Is my ex-wife required to tell me if she is getting remarried?
I do not practice law in your state. Therefore, I cannot inform you as to the specific laws of your state and can only provide you with general tips on your situation.
There may be no requirement for your ex-wife to provide you with that information. Your state may or may not have a law that requires this information to be shared.
In Wisconsin, where I practice law, there is no law that would require this information to be provided. However, if two parents share joint legal custody and placement, then the presumption is that one parent is informing the other parent of major life events that would affect the children.
Remember, I am unable to provide you with anything more than tips on your situation, so please consult a domestic litigation attorney in your area to obtain specific advice as to the laws in your state and how they impact your potential case.
To arrange an initial consultation to discuss divorce rights for men with a Cordell & Cordell attorney, contact Cordell & Cordell.
2 comments on “Does My Ex-Wife Have To Tell Me If She Remarries?”
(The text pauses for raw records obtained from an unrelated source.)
Issue #4122, opened 2017-09-22
[Accessibility] Show a shortcuts modal


jasonLaster:
It would be great from an accessibility perspective if we documented our shortcuts and mouse tricks:

* alt-click to continue to a location
* cmd*b to toggle a bp

Notes:

* we could have a button in the bottom right to launch the modal
* we could use this modal pattern for other things in the future
* we could share this modal w/ other tools so that other tools can have shortcut modals too :)

### Single Modal

<img src='https://shipusercontent.com/cde06027ecd2aba3422cd820a023f572/Screen%20Shot%202017-09-21%20at%209.27.27%20PM.png' title='Screen Shot 2017-09-21 at 9.27.27 PM.png' width=617>

### Modal w/ a sidebar

<img src='https://shipusercontent.com/b43011a5732568790f9700204935cf9f/Screen%20Shot%202017-09-21%20at%209.27.17%20PM.png' title='Screen Shot 2017-09-21 at 9.27.17 PM.png' width=571>

violasong:
This looks great! I think I prefer the UI with the single modal - while the sidebar makes it look nicer, I suspect shortcut-hunting is easier when it's all laid out. 

I also recommend using the main body color and larger/darker icons - I only changed the first row but hopefully this is clear enough :).

<img width="852" alt="image" src="https://user-images.githubusercontent.com/55994/30822975-9ab5ff7c-a1df-11e7-80ee-7c486667a416.png">

jasonLaster:
:fire:

PR #4202, opened 2017-09-28
Shortcuts style tweak

samuel-peers:
Associated Issue: #4122

### Summary of Changes

Tiny style changes suggested by @violasong

### Mac
whatever

### Windows
whatever

### DIFF
--- a/src/components/App.js
+++ b/src/components/App.js
@@ -18,6 +18,11 @@ import { isVisible } from "../utils/ui";
 import { KeyShortcuts } from "devtools-modules";
 const shortcuts = new KeyShortcuts({ window });
 
+import { Services } from "devtools-modules";
+const { appinfo } = Services;
+
+const isMacOS = appinfo.OS === "Darwin";
+
 const verticalLayoutBreakpoint = window.matchMedia("(min-width: 800px)");
 
 import "./variables.css";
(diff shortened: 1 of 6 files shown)


jasonLaster:
Thanks it's looking a lot better. Can we try a couple of style tweaks like the box around the keys. Also I think the wider two column UI could be nice.

If you want to try only doing the box around keys on mac we can do something in App.js (`navigator.userAgent.indexOf('Mac OS X') != -1`) where we add a `mac` class to the `.debugger` element.

samuel-peers:
you got it bro. There are travis tests failing again :/ `failed test:  devtools/client/debugger/new/test/mochitest/browser_dbg-wasm-sourcemaps.js`

jasonLaster:
sweet. that test ain't you. we're on it

samuel-peers:
### Mac
whatever_mac

### Windows
whatever_pc

jasonLaster:
also some other small things:

1. we should add a shortcut for launching it `cmd+/` i think
2. we should move K+ to the right and soften the color (whatever the accordion headers are)
3. the section headers in the mocks looked pretty nice. Lets do some small typography cleanup.

samuel-peers:
stacked

jasonLaster:
I'll make a new issue for the follow up CSS changes and some of the meetup new comers can work on it

Issue #4201, opened 2017-09-28
[Mapping] map watch expressions


jasonLaster:
It would be nice to map watch expressions when we're paused.

Here is a sketch that re-purposes what we do when we [preview][p]

[p]: https://github.com/devtools-html/debugger.html/blob/master/src/actions/ast.js#L180
```diff
diff --git a/src/actions/expressions.js b/src/actions/expressions.js
index d20a485..15751e7 100644
--- a/src/actions/expressions.js
+++ b/src/actions/expressions.js
@@ -87,14 +87,35 @@ export function evaluateExpressions() {
 }

 function evaluateExpression(expression: Expression) {
-  return function({ dispatch, getState, client }: ThunkArgs) {
+  return function({ dispatch, getState, client, sourceMaps }: ThunkArgs) {
     if (!expression.input) {
       console.warn("Expressions should not be empty");
       return;
     }

     const frameId = getSelectedFrameId(getState());
-    const input = wrapExpression(expression.input);
+
+
+    let expression;
+    if (isPaused()) {
+      const location = getSelectedLocation(state);
+      const source = getSelectedSource(state);
+      const generatedLocation = await sourceMaps.getGeneratedLocation(
+        { ...location.start, sourceId },
+        source.toJS()
+      );
+
+      expression = await getSourcemapedExpression(
+        { dispatch, sourceMaps },
+        generatedLocation,
+        expression.input
+      );
+    } else {
+      expression = expression.input
+    }
+
+    const input = wrapExpression(expression);
+
     return dispatch({
       type: "EVALUATE_EXPRESSION",
       input: expression.input,
(END)
```

PR #4206, opened 2017-09-29
Show mapped names in watch expressions

amitzur:
Associated Issue: #4201

### Summary of Changes

* in `evaluateExpression` action, in case there's a frame (we're paused) and it's a generated source, get the mapped expression and evaluate it instead. But still show the original expression in the UI, of course.

* refactor `getSourceMappedExpression` out of `ast.js` (and also a slight name fix to the function name).

### Test Plan

getSourceMappedExpression should probably get tested. I need to be mentored on how to go about that.

### Screenshots
screen shot 2017-09-29 at 4 45 24 am

### DIFF
--- a/src/utils/parser/getSourceMappedExpression.js
+++ b/src/utils/parser/getSourceMappedExpression.js
@@ -1,0 +1,25 @@
+import { getScopes } from ".";
+import { replaceOriginalVariableName } from "devtools-map-bindings/src/utils";
+
+/**
+ * Gets information about original variable names from the source map
+ * and replaces all posible generated names.
+ */
+export default async function getSourceMappedExpression(
+  { sourceMaps },
+  generatedLocation: Location,
+  expression: string
+): Promise<string> {
+  const astScopes = await getScopes(generatedLocation);
+
+  const generatedScopes = await sourceMaps.getLocationScopes(
+    generatedLocation,
+    astScopes
+  );
+
+  if (!generatedScopes) {
+    return expression;
+  }
+
+  return replaceOriginalVariableName(expression, generatedScopes);
+}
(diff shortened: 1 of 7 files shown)


src/utils/parser/getSourceMappedExpression.js
```diff
@@ -0,0 +1,25 @@
+import { getScopes } from ".";
+import { replaceOriginalVariableName } from "devtools-map-bindings/src/utils";
+
+/**
+ * Gets information about original variable names from the source map
+ * and replaces all posible generated names.
+ */
+export default async function getSourceMappedExpression(
```
codehag: Is this tested?

jasonLaster: Good question, I've thought a lot about testing this function and I don't think we should write a unit test for it. Let me explain:

1. we have a mochitest for the mapping in scopes
2. we have individual unit tests for all three calls. 

This function is the classic glue/contract function. If we were to test it i'd want to stub the calls so as not to repeat a test, at that point it will be a test that `replaceOriginalVariableName` is called w/ expression & generatedScopes

src/utils/parser/getSourceMappedExpression.js
```diff
@@ -0,0 +1,25 @@
...
+    generatedLocation,
+    astScopes
+  );
+
+  if (!generatedScopes) {
+    return expression;
+  }
+
+  return replaceOriginalVariableName(expression, generatedScopes);
+}
```
jasonLaster: we should move this function out of utils/parser because it's not in the worker

jasonLaster:
one failing test and some lint errors

amitzur:
I got this. Are we going with this or #4207

jasonLaster:
We're landing this first

amitzur:
The failing test was because of using `getSelectedFrame` and not `getSelectedFrameId`. So the actual frames are needed in state, which also depends on the actual source in state. The last commit takes care of that in the test

yurydelendik:
> The failing test was because of using getSelectedFrame and not getSelectedFrameId.

Some rebase was done. Please make sure the above change was not lost.

PR #4218, opened 2017-09-29
Issue #3966: Show small values inside tooltip

tohmjudson:
Associated Issue: #3966 

### Summary of Changes

* Numbers and string < 10 letters moved to tooltip
* Removed mouseover events from value assignments in strings, numbers, and "atom" items (null)

ovaikxwzuw

### DIFF
--- a/src/components/Editor/Preview/Popup.js
+++ b/src/components/Editor/Preview/Popup.js
@@ -179,6 +179,8 @@ export class Popup extends Component {
   getPreviewType(value: any) {
     if (
       typeof value == "boolean" ||
+      (typeof value == "string" && value.length < 10) ||
+      (typeof value == "number" && value.toString().length < 10) ||
       value.type == "null" ||
       value.type == "undefined" ||
       value.class === "Function"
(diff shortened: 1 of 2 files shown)


src/utils/editor/expression.js
```diff
@@ -38,14 +38,22 @@ export function updatePreview(
...
+
   const isUpdating = preview && preview.updating;
+
   const inScope = linesInScope && linesInScope.includes(location.line);
 
-  if (invalidTarget || !inScope || isUpdating || invalidToken) {
+  const invaildType =
+    target.className === "cm-string" ||
+    target.className === "cm-number" ||
+    target.className === "cm-atom";
```
jasonLaster: wow - this is really cool!

src/components/Editor/Preview/Popup.js
```diff
@@ -179,6 +179,8 @@ export class Popup extends Component {
   getPreviewType(value: any) {
     if (
       typeof value == "boolean" ||
+      (typeof value == "string" && value.length < 10) ||
+      (typeof value == "number" && value.toString().length < 10) ||
```
jasonLaster: what i think is happening here is that we will avoid showing a popup when you hover on a number, but we will show it when you hover on a variable?!?! is that correct?

tohmjudson: Yup... the getPreviewType() is what determines if the popup is a tooltip or a full popover.  The invaildType in the expression.js is what avoids showing the popup when over a number, string, or atom class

I am not a lawyer but from my personal experience, it will all come down to what the language about stopping alimony in your order is. Generally that type of support stops when the person receiving payments, remarries. However, giving notice of the marriage is something that should be done as your order states and only reverts to what the law might say, if your order doesn’t specify how notice be given or what the time frame on it might be.
It is possible that, like child support being adjusted when a child turns 18 or graduates, it’s up to person making payments to ask for the modification. My guess is that you should be able to file and let the courts know about it the marriage yourself and I’d at least take the chance of asking for what you’ve overpaid back. Especially if there is anything that required her to notify you or any other provision in your order for the alimony to stop upon a certain event. Go over your order and get to know it front to back!
I just found out that my ex has been married for over a year and I’m still paying alimony. I am newly married and I feel I should no longer be obligated to pay her when she has a spouse that supports her as well. Please let me know what I can do to stop paying paying. I have a new wife to support and this is a big financial strain on us.